Task statement:
Go through the listing below and output exactly the line with "PR #1228, opened 2018-12-10", the line with "MilestonePrunerJob do this", and each line between; omit the rest.
:: Data for analysis ::
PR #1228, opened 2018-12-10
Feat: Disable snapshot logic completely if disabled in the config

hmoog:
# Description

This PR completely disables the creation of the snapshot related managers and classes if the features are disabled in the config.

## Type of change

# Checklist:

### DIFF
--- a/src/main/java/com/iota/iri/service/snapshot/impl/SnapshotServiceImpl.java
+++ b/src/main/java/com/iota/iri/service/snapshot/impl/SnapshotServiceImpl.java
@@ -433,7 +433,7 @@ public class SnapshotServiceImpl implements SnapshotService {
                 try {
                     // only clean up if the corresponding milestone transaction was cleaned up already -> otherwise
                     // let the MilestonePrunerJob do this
:::
:: Data for analysis ::
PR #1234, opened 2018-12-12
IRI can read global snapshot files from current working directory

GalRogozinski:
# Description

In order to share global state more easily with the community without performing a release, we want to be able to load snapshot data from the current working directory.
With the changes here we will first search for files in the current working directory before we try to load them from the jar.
:::
Exercise solution:
PR #1228, opened 2018-12-10
Feat: Disable snapshot logic completely if disabled in the config

hmoog:
# Description

This PR completely disables the creation of the snapshot related managers and classes if the features are disabled in the config.

## Type of change

# Checklist:

### DIFF
--- a/src/main/java/com/iota/iri/service/snapshot/impl/SnapshotServiceImpl.java
+++ b/src/main/java/com/iota/iri/service/snapshot/impl/SnapshotServiceImpl.java
@@ -433,7 +433,7 @@ public class SnapshotServiceImpl implements SnapshotService {
                 try {
                     // only clean up if the corresponding milestone transaction was cleaned up already -> otherwise
                     // let the MilestonePrunerJob do this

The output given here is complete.